■ Work instruction
Out of the data below, copy every line with the string "settings".

■ Data for this task
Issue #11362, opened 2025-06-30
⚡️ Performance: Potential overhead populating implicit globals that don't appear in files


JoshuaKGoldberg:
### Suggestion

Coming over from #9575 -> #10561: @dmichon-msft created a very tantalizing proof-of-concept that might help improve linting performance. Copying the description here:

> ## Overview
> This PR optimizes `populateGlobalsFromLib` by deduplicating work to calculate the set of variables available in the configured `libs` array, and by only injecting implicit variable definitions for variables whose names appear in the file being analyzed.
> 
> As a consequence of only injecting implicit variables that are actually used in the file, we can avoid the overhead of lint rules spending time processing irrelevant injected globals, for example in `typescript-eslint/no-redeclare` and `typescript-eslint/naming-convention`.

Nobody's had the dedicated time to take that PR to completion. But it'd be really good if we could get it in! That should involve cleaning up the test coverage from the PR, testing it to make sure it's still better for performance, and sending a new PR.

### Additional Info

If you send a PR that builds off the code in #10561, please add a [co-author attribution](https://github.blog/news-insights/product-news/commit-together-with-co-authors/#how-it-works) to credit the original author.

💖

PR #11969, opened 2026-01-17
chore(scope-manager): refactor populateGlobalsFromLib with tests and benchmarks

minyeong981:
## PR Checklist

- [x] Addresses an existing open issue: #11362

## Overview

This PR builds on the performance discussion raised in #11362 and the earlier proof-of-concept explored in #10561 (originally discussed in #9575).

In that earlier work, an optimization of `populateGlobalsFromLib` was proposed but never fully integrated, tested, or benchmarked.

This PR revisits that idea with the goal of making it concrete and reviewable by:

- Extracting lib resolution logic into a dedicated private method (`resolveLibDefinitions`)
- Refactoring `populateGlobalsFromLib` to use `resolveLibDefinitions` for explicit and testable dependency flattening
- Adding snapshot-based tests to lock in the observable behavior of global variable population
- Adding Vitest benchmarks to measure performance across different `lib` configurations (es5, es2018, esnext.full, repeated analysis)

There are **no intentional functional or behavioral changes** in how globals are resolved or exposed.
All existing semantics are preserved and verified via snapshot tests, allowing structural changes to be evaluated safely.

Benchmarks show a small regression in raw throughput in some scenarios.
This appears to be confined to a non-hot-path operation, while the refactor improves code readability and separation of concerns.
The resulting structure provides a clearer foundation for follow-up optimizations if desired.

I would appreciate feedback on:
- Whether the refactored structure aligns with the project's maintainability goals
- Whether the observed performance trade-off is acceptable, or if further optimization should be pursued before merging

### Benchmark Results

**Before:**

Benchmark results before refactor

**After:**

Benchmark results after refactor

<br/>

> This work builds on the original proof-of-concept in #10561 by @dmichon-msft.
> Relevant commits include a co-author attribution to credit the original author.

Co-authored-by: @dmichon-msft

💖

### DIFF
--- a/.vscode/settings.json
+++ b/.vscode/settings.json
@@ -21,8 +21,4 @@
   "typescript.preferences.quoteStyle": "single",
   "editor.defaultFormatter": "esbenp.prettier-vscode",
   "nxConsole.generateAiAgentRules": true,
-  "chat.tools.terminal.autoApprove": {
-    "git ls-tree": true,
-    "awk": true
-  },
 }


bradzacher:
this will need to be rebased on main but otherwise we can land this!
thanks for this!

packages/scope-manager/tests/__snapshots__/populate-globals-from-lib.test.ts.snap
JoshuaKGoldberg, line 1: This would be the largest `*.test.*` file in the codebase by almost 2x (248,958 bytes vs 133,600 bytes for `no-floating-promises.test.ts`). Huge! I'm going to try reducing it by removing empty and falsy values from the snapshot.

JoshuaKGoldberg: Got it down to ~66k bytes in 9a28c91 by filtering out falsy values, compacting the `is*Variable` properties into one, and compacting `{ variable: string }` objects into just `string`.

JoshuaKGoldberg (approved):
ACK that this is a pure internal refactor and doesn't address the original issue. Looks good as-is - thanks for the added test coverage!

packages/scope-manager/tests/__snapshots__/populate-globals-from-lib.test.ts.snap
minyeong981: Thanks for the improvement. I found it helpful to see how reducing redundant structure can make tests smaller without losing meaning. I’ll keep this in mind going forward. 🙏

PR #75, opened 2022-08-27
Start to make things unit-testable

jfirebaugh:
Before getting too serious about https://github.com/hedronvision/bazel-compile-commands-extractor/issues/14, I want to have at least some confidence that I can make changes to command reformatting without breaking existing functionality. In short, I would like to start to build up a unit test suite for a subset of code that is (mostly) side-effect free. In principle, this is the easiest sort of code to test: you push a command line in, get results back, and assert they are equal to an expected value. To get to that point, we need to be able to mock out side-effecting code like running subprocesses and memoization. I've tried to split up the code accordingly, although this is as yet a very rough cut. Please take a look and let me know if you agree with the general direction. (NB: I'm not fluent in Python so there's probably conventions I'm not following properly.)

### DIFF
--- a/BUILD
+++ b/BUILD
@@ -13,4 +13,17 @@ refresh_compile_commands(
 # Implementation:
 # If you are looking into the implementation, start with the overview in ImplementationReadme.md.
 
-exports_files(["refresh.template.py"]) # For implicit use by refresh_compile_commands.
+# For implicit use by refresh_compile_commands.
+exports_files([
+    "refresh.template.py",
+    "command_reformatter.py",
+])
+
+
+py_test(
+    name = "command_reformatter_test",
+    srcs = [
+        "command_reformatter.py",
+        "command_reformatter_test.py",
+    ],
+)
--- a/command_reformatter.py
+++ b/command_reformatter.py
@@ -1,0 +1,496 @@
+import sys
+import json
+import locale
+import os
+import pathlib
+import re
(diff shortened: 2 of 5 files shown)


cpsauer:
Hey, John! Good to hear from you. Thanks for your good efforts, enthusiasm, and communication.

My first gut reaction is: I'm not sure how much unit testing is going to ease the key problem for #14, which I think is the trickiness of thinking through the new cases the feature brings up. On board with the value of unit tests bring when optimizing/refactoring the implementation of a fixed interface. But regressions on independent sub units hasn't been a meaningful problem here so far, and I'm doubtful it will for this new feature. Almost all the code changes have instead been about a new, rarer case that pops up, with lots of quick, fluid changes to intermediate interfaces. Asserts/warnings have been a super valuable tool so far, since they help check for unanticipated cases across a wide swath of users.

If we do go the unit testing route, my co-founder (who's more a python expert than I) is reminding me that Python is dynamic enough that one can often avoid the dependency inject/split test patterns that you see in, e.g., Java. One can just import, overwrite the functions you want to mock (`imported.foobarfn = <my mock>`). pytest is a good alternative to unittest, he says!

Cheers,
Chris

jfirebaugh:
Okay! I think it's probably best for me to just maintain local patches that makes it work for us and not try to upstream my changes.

■ Problem solution
--- a/.vscode/settings.json
+++ b/.vscode/settings.json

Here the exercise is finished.